Dataset entries:
# # #
PR #1797, opened 2025-01-14
fix[next][dace]: remove unused connectivities

edopao:
By design, the arrays for connectivity tables are initially created as transient and marked as non-transient during the lowering when they are used. At the end of lowering to SDFG, the unused connectivities (still transient arrays) should be removed.

### DIFF
--- a/src/gt4py/next/program_processors/runners/dace_common/utility.py
+++ b/src/gt4py/next/program_processors/runners/dace_common/utility.py
@@ -18,12 +18,13 @@ from gt4py.next.iterator import ir as gtir
 from gt4py.next.type_system import type_specifications as ts
 
 
-# regex to match the symbols for field shape and strides
-FIELD_SYMBOL_RE: Final[re.Pattern] = re.compile(r"__.+_(size|stride)_\d+")
-
-
 # arrays for connectivity tables use the following prefix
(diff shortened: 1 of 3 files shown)


src/gt4py/next/program_processors/runners/dace_common/utility.py
```diff
@@ -48,7 +52,14 @@ def as_itir_type(dtype: dace.typeclass) -> ts.ScalarType:
 
 
 def connectivity_identifier(name: str) -> str:
-    return f"connectivity_{name}"
+    return f"{CONNECTIVITY_INDENTIFIER_PREFIX}{name}"
+
+
+def is_connectivity(name: str, datadesc: dace.data.Data) -> bool:
+    is_array = isinstance(datadesc, dace.data.Array) and (
+        not isinstance(datadesc, (dace.data.ArrayReference, dace.data.ArrayView))
```
philip-paul-mueller, line 60: It should be suffice to check if it is an array only, because:
- only the true connectives, i.e. the arrays, will have the correct name; I would even say that creating a view or a reference with the name of a connectivity should be considered an error.
- I think we should not use reference at all, so we should not check for them either.

philip-paul-mueller (approved):
I have one remark concerning the test `is_array`, which is too broad in my view.
But this is not a blocking issue, just something you should consider again.

PR #1801, opened 2025-01-16
ci: disable x86-targets (DaintXC) in CSCS CI-Ext

edopao:
Disable x86-targets (DaintXC) in CSCS CI-Ext, since DaintXC has been decommissioned.
We only disable but still keep the x86 configuration in case in future we need to set it up on a Alps vCluster.

### DIFF
--- a/ci/cscs-ci.yml
+++ b/ci/cscs-ci.yml
@@ -51,6 +51,7 @@ stages:
     CUPY_VERSION: 13.3.0
     UBUNTU_VERSION: 22.04
 
+# prefix the x86_64 config with dot in order to not execute it
 .build_py311_baseimage_x86_64:
   extends: .build_baseimage_x86_64
   variables:
@@ -60,6 +61,7 @@ build_py311_baseimage_aarch64:
   variables:
     <<: *py311
 
+# prefix the x86_64 config with dot in order to not execute it
 .build_py310_baseimage_x86_64:
   extends: .build_baseimage_x86_64
   variables:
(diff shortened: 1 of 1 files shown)


ci/cscs-ci.yml
```diff
@@ -51,7 +51,7 @@ stages:
     CUPY_VERSION: 13.3.0
     UBUNTU_VERSION: 22.04
 
-build_py311_baseimage_x86_64:
+.build_py311_baseimage_x86_64:
   extends: .build_baseimage_x86_64
   variables:
     <<: *py311
```
havogt, line 57: Does the `.` mean, it is not executed, but you could derive from it? Maybe for clarity, commenting it out would be better.

edopao: Yes, correct. I'll add a comment.

ci/cscs-ci.yml
```diff
@@ -51,7 +51,8 @@ stages:
     CUPY_VERSION: 13.3.0
     UBUNTU_VERSION: 22.04
 
-build_py311_baseimage_x86_64:
+# prefix the x86_64 config with dot in order to not execute it
+.build_py311_baseimage_x86_64:
   extends: .build_baseimage_x86_64
   variables:
     <<: *py311
```
havogt, line 58:
```suggestion
#build_py311_baseimage_x86_64:
#  extends: .build_baseimage_x86_64
#  variables:
#    <<: *py311
```
Actually, I meant that. Any, reason not to do like that? But not super important.

edopao: I agree, more clear. Fixed.

havogt (approved):

PR #1802, opened 2025-01-16
fix[next][dace]: Fixing Strides Reconstruction During Propagation

philip-paul-mueller:
NestedSDFG essentially allows to perform some slices, there are technically three chases:
- The data container on the inside has a smaller rank than the one on the outside, thus some dimensions were removed.
- The data container on the inside has the same rank than the one on the outside.
- The data container on the inside has a larger rank than the one on the outside, thus some dimensions were added.

The last case is not handled, as it does not happens in GT4Py. Before, the first and second case were handled together, but it was realized that the second case was not implemented properly and it was added explicitly.

This PR fixes the issues with `TestFusedVelocityAdvectionStencil1To7` and `TestFusedVelocityAdvectionStencil8To13` in [ICON4Py#638](https://github.com/C2SM/icon4py/pull/638), however, the later test now fails with a segmentation fault.


edopao (approved):
LGTM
# # #
Write only the number of lines in the entries that contain the word "correct".

2